In summary, the semantic retrieval method, the semantic retrieval device, and the electronic device provided in the embodiments at least have the following advantages:
(1) the natural language understanding based on the semantic level can better match the real intention of the user, improve the retrieval efficiency and accuracy, and better meet the query requirement of the user compared with the retrieval based on the key words;
(2) based on the synonym dictionary, normalized description can be carried out on the identified entities, attributes and relations, normalized description is carried out on the entities which are not normalized and have inaccurate expression in the query sentence of the user, the problem that the entities cannot be correctly linked to the entity nodes in the knowledge graph because the description of the entities is not normalized is avoided, and the robustness of the knowledge graph-based retrieval system is improved;
(3) for non-simple fact queries such as FAQ, answers which best meet the user intention can be queried through a vectorization retrieval service at a semantic level.
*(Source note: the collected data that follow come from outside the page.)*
PR #2046, opened 2022-07-21
fix(commit): correctly use editor command

### LINKED ISSUE #2045: "Commit changes using git editor" does not respect "os.editCommand"
**Describe the bug**

The `Commit changes using git editor` functionnality does not respect what the user specified in the configuration file under `os.editCommand` (or `os.openCommand`)

**To Reproduce**
1. Create a configuration file where `os.editCmd` is different that `git config core.editor`
2. Open `lazygit`
3. Hit `C`
4. Observe

**Expected behavior**

Lazygit should respect the user option first, as specified in the documentation.

 - OS: Linux
 - The last commit id if you built project from sources (built using `go install`)

vigoux:
Attempts to fix #2045.

### DIFF
--- a/pkg/commands/git_commands/commit.go
+++ b/pkg/commands/git_commands/commit.go
@@ -61,8 +61,8 @@ func (self *CommitCommands) CommitCmdObj(message string) oscommands.ICmdObj {
 }
 
 // runs git commit without the -m argument meaning it will invoke the user's editor
-func (self *CommitCommands) CommitEditorCmdObj() oscommands.ICmdObj {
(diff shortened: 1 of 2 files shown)


jesseduffield:
What are your thoughts on supplying core.editor to git in the git commit command e.g. as described here: https://stackoverflow.com/questions/15884180/how-do-i-override-git-configuration-options-by-command-line-parameters

vigoux:
Would also be a good way to go !

jesseduffield:
I'm doing a PR cleanup @vigoux so I'm closing this as it's still in a draft state (and has diverged quite a bit from the codebase).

While preferred embodiments of the present invention have been described, additional variations and modifications in those embodiments may occur to those skilled in the art once they learn of the basic inventive concepts. Therefore, it is intended that the appended claims be interpreted as including preferred embodiments and all such alterations and modifications as fall within the scope of the invention. It will be apparent to those skilled in the art that various changes and modifications may be made in the present invention without departing from the spirit and scope of the invention. Thus, if such modifications and variations of the present invention fall within the scope of the claims of the present invention and their equivalents, the present invention is also intended to include such modifications and variations.